Quote (ampoo @ Mar 18 2016 08:43am)
ye sure the world will end if they leave the EU, there was healthy trade before and there will always be
repeating bullshit will not make it true
will be history soon anyway, queen merkel is seeing to that
irvine please
Even a tiny reduction in trade would cause hugely negative effects for our economy. Maybe 95% of trade will continue happily and the remaining 5% of UK businesses get screwed. Not worth leaving just because your leader is on a power trip
Quote (WNxIrvine @ Mar 18 2016 09:01am)
That wasn't one of my points but since you're interested in the money I'd say we could potentially make an agreement closer to what Canada are discussing. I'd say that putting our economy into the same bracket of pulling power as Norway and Switzerland is, at best, mildly insulting.
No one is saying that a "brexit" would be easy, or wouldn't, at least temporarily, harm the UK economy. But I firmly believe, along with people much smarter than you or I, that the eu is heading for trouble, and we could end up a lot better off being on the outside looking in.
You're overestimating our bargaining power, the EU is made up of 27 other countries that receive a fraction of their total trade from Britain, whereas we export over 50% of our goods to the EU. Negotiations with a country outside the EU would not have the free movement of people clause in it for obvious geographical reasons.
I know you are aware of potentially negative effects of leaving, but maybe you're downplaying it. Is it worth a recession over?

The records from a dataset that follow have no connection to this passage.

PR #1835, opened 2021-11-26
Update refinement docs

### LINKED ISSUE #1834: Unclear behavior of mesh refinement
According to the documentation, we should only refine cells marked with value==1 if a meshtag is supplied:
https://github.com/FEniCS/dolfinx/blob/3f8fa273315b904a9f394ea3d7072e7b940997fd/cpp/dolfinx/refinement/refine.h#L36-L38

However, the code does not check these values:
https://github.com/FEniCS/dolfinx/blob/3f8fa273315b904a9f394ea3d7072e7b940997fd/cpp/dolfinx/refinement/plaza.h#L54-L61
MWE:
```python
import dolfinx.io
import dolfinx
from mpi4py import MPI
import numpy as np

mesh = dolfinx.UnitSquareMesh(MPI.COMM_WORLD, 10, 10)
cell_map = mesh.topology.index_map(mesh.topology.dim)
num_cells = cell_map.size_local + cell_map.num_ghosts

refine_cells = np.array(
    [num_cells//2, num_cells//3, num_cells/4], dtype=np.int32)
values = np.arange(len(refine_cells), dtype=np.int8)
marker = dolfinx.MeshTags(mesh, mesh.topology.dim, refine_cells, values)
mesh.topology.create_entities(mesh.topology.dim-2)
mesh.topology.create_entities(mesh.topology.dim-1)
new_mesh = dolfinx.mesh.refine(mesh, marker)


with dolfinx.io.XDMFFile(mesh.mpi_comm(), "mesh.xdmf", "w") as xdmf:
    xdmf.write_mesh(new_mesh)
```

jorgensd:
Resolves #1834

### DIFF
--- a/cpp/dolfinx/mesh/cell_types.cpp
+++ b/cpp/dolfinx/mesh/cell_types.cpp
@@ -17,102 +17,98 @@
 using namespace dolfinx;
 
 //-----------------------------------------------------------------------------
-std::string mesh::to_string(mesh::CellType type)
+std::string mesh::to_string(CellType type)
 {
   switch (type)
   {
-  case mesh::CellType::point:
+  case CellType::point:
     return "point";
-  case mesh::CellType::interval:
+  case CellType::interval:
     return "interval";
-  case mesh::CellType::triangle:
+  case CellType::triangle:
     return "triangle";
-  case mesh::CellType::tetrahedron:
+  case CellType::tetrahedron:
     return "tetrahedron";
-  case mesh::CellType::quadrilateral:
+  case CellType::quadrilateral:
     return "quadrilateral";
-  case mesh::CellType::pyramid:
+  case CellType::pyramid:
     return "pyramid";
-  case mesh::CellType::prism:
+  case CellType::prism:
     return "prism";
-  case mesh::CellType::hexahedron:
+  case CellType::hexahedron:
     return "hexahedron";
   default:
     throw std::runtime_error("Unknown cell type.");
-    return std::string();
   }
 }
 //-----------------------------------------------------------------------------
 mesh::CellType mesh::to_type(const std::string& cell)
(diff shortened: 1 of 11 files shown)


chrisrichardson:
Actually, the wording still leaves something rto be desired "entity indices to be split". In fact, it is the edges incident to the entities referenced by the indices that will be split (obviously this is simplest when tdim=1, edges).

jhale:
I don't think these routines support directly marking edges for refinement, so the entities always being cells is appropriate I think?

jorgensd:
> I don't think these routines support directly marking edges for refinement, so the entities always being cells is appropriate I think?

According to the source code https://github.com/FEniCS/dolfinx/blob/main/cpp/dolfinx/refinement/plaza.cpp#L620-L634 
it does, as it maps everything down to the edges

chrisrichardson:
Yes, that's what I was trying to say.

jhale:
My mistake, thanks for the correction!

garth-wells:
I found this confusing, so changed it to take the list of edges to be split, and added a utility function to compute the edges incident to a list of entities of some some other dimension.

jorgensd:
> I found this confusing, so changed it to take the list of edges to be split, and added a utility function to compute the edges incident to a list of entities of some some other dimension.

Fine by me, but should we add a test/demo to illustrate the usage?

garth-wells:
> > I found this confusing, so changed it to take the list of edges to be split, and added a utility function to compute the edges incident to a list of entities of some some other dimension.
> 
> Fine by me, but should we add a test/demo to illustrate the usage?

Seems the marked refinement is completely untested. I's suggests tests in a separate PR.

garth-wells (approved):

PR #1836, opened 2021-11-26
Add diagonal enum for RectangleMesh

### LINKED ISSUE #1833: Change diagonal argument to enum in mesh construction
We should always avoid the usage of strings. used in `RectangleMesh`
https://github.com/FEniCS/dolfinx/blob/c30adac64e5f5a19e7909666d18a8d6d8d38ebfb/cpp/dolfinx/generation/RectangleMesh.h#L34-L37

jorgensd:
Fixes #1833.

### DIFF
--- a/cpp/dolfinx/generation/RectangleMesh.cpp
+++ b/cpp/dolfinx/generation/RectangleMesh.cpp
@@ -8,11 +8,10 @@
 #include <cfloat>
 #include <dolfinx/common/MPI.h>
 #include <dolfinx/graph/AdjacencyList.h>
+#include <dolfinx/mesh/utils.h>
 #include <xtensor/xfixed.hpp>
 #include <xtensor/xtensor.hpp>
 #include <xtensor/xview.hpp>
-#include <dolfinx/mesh/utils.h>
-
 
 using namespace dolfinx;
 using namespace dolfinx::generation;
@@ -25,7 +24,7 @@ mesh::Mesh build_tri(MPI_Comm comm,
                      std::array<std::size_t, 2> n,
                      const mesh::GhostMode ghost_mode,
                      const mesh::CellPartitionFunction& partitioner,
-                     const std::string& diagonal)
+                     const generation::DiagonalType diagonal)
 {
   fem::CoordinateElement element(mesh::CellType::triangle, 1);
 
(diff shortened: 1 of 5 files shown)


cpp/dolfinx/generation/RectangleMesh.cpp
```diff
@@ -25,7 +24,7 @@ mesh::Mesh build_tri(MPI_Comm comm,
                      std::array<std::size_t, 2> n,
                      const mesh::GhostMode ghost_mode,
                      const mesh::CellPartitionFunction& partitioner,
-                     const std::string& diagonal)
+                     const generation::DiagonalType diagonal)
```
garth-wells, line 27: In the DOLFINx style we don't normally use `const` when passing enums.

cpp/dolfinx/generation/RectangleMesh.cpp
```diff
@@ -82,7 +74,7 @@ mesh::Mesh build_tri(MPI_Comm comm,
 
   // Create vertices and cells
   std::size_t nv, nc;
-  if (diagonal == "crossed")
+  if (diagonal == DiagonalType::crossed)
```
garth-wells, line 77: The `if`s can be changed to switches now that we have enums.

cpp/dolfinx/generation/RectangleMesh.h
```diff
@@ -12,6 +12,21 @@
 #include <mpi.h>
 #include <string>
 
+namespace dolfinx::generation
+{
+
+/// Enum for different diagonal types
+enum class DiagonalType : int
```
garth-wells, line 19: Is `int` required here?

garth-wells (changes requested):

cpp/dolfinx/generation/RectangleMesh.cpp
jorgensd: We use it for GhostMode in this function. Do you want me to change that as well?

cpp/dolfinx/generation/RectangleMesh.h
jorgensd: I could not get the code to compile without int

garth-wells (approved):

PR #1840, opened 2021-11-26
Assert cast from specific Python int to int32 is safe

jhale:


garth-wells:
Do we really need this given that we use `py::array<T>` in the pybind11 layer? I thought that this raises an exception if there is a type problem?

jhale:
Yes. MWE, nothing that pybind11 could fix:

```
import numpy as np
x = 2147483647 + 1 # no overflow
y = np.int32(x)
print(x)
print(y) # overflow int32
print(np.can_cast(x, np.int32)) # false
```

PR #1846, opened 2021-11-28
Re-enable pybind11/eigen test.

### LINKED ISSUE #1757: Remove possibly untested test
As we no longer depend on eigen, I do not think the test:
https://github.com/FEniCS/dolfinx/blob/main/python/test/unit/fem/test_assemble_cppimport.py#L26
is ever checked for correctness. 

We could either:
1. Remove it
2. Add eigen to testing suite

garth-wells:
Fixes #1757.


jhale (commented):
Would be good to put the libeigen-dev into the Dockerfile under the 'required for tests' section.

garth-wells:
> Would be good to put the libeigen-dev into the Dockerfile under the 'required for tests' section.

I considered that, but didn't want to bloat to dev image.

jhale:
It's 3500kb installed so I wouldn't worry about it too much.

PR #1862, opened 2021-12-02
Enable setting of graph partitioner used in cell partitioning from Python

### LINKED ISSUE #1859: Enable choice of ParMETIS, SCOTCH or KaHIP partitioners from Python
It is possible to pass the chosen partitioner to the mesh creation functions from C++, but this is not possible from Python. What is needed is to expose the different partitioning functions in Python.

garth-wells:
This was previously only possible from the C++ interface.

Fixes #1859.


python/dolfinx/wrappers/caster_mpi.h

"...All this leads some economists to expect that Brexit would have substantial consequences. Citigroup thinks the
cumulative effect will be to lower GDP growth by 4% over three years. Berenberg, the German bank, thinks that the hit to consumer and business confidence could even trigger a recession. Both Goldman Sachs and Marc Chandler, currency strategist at Brown Brothers Harriman, think the
pound could fall to $1.15-$1.20 in the face of capital flight. This would have an impact on inflation and monetary policy. While Eurosceptics may dismiss these concerns as scaremongering, most strategists seem to think the consequences of Brexit would be negative; that probably means more volatility as the referendum date approaches, particularly if the polls continue to be close."